▶ _TASK DESCRIPTION_
Only these lines of the data below are wanted: the one with "buggy, I think.", the one with "I think this", and any lines between them, each repeated exactly.

▶ _DATA_
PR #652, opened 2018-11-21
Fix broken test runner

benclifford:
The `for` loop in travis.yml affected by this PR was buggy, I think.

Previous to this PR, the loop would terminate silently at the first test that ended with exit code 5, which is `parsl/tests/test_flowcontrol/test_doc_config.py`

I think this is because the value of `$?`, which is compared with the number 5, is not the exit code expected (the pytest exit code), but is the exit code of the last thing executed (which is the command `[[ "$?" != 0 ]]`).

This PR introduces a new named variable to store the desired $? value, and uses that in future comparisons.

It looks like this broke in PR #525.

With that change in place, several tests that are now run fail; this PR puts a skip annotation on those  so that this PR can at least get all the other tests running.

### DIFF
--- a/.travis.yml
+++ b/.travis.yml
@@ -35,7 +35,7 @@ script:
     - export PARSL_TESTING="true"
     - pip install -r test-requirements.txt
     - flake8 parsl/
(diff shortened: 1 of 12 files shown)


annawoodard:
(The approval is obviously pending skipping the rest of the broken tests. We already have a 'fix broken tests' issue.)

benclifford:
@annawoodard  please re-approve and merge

==

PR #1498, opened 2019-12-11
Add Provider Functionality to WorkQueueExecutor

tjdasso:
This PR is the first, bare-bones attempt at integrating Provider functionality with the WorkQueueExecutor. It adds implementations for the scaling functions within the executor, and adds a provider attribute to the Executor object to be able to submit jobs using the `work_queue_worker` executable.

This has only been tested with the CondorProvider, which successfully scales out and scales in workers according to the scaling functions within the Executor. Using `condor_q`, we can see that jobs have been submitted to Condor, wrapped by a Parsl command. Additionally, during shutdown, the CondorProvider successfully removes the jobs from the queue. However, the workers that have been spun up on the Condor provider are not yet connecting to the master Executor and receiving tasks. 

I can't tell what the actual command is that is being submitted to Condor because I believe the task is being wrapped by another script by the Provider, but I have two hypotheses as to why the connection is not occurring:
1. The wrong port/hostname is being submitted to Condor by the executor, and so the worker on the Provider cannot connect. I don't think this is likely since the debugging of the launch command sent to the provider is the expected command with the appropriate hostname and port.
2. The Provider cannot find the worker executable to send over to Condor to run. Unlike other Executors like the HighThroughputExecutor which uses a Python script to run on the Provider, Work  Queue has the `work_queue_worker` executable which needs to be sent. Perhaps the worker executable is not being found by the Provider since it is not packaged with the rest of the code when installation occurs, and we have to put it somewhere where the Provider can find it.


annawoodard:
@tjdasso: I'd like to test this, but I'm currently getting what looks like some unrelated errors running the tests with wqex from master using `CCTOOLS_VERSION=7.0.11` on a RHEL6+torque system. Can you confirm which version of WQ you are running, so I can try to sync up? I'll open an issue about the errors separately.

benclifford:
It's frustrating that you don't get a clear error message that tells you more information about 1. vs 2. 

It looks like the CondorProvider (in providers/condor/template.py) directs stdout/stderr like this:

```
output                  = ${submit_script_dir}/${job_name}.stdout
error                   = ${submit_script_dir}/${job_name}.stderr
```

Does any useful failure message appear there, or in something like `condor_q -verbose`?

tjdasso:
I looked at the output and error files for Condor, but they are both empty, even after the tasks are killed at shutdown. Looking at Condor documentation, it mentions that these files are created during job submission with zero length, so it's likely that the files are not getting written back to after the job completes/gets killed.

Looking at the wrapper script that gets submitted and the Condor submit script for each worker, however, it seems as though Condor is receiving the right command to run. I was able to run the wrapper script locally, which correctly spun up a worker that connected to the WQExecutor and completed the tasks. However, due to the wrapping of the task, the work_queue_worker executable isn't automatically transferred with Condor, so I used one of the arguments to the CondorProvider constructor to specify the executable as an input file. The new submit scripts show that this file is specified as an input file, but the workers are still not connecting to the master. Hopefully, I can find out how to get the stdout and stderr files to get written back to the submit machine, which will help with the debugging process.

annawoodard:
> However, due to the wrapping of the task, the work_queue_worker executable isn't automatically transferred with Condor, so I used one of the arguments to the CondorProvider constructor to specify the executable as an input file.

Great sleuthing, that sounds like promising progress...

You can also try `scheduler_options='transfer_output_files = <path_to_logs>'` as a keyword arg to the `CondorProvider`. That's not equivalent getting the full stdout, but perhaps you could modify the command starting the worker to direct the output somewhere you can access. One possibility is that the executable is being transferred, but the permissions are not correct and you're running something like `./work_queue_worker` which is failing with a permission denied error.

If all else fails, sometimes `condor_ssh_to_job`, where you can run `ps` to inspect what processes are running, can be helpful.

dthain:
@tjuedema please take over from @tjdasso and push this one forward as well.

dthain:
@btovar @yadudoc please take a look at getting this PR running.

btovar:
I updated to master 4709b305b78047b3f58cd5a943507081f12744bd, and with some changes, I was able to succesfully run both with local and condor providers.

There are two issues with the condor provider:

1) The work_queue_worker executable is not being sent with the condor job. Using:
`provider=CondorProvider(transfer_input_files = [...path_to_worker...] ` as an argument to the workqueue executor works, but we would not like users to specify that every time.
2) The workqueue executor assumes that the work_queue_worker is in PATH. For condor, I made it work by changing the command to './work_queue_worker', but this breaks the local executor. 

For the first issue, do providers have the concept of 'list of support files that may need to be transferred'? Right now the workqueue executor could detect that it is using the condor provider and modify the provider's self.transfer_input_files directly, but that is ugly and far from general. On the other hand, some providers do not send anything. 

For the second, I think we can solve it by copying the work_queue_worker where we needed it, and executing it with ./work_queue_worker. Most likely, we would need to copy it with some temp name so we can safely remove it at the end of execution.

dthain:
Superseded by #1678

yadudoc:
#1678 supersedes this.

▶ _ANSWER AREA_
The `for` loop in travis.yml affected by this PR was buggy, I think.

Previous to this PR, the loop would terminate silently at the first test that ended with exit code 5, which is `parsl/tests/test_flowcontrol/test_doc_config.py`

I think this is because the value of `$?`, which is compared with the number 5, is not the exit code expected (the pytest exit code), but is the exit code of the last thing executed (which is the command `[[ "$?" != 0 ]]`).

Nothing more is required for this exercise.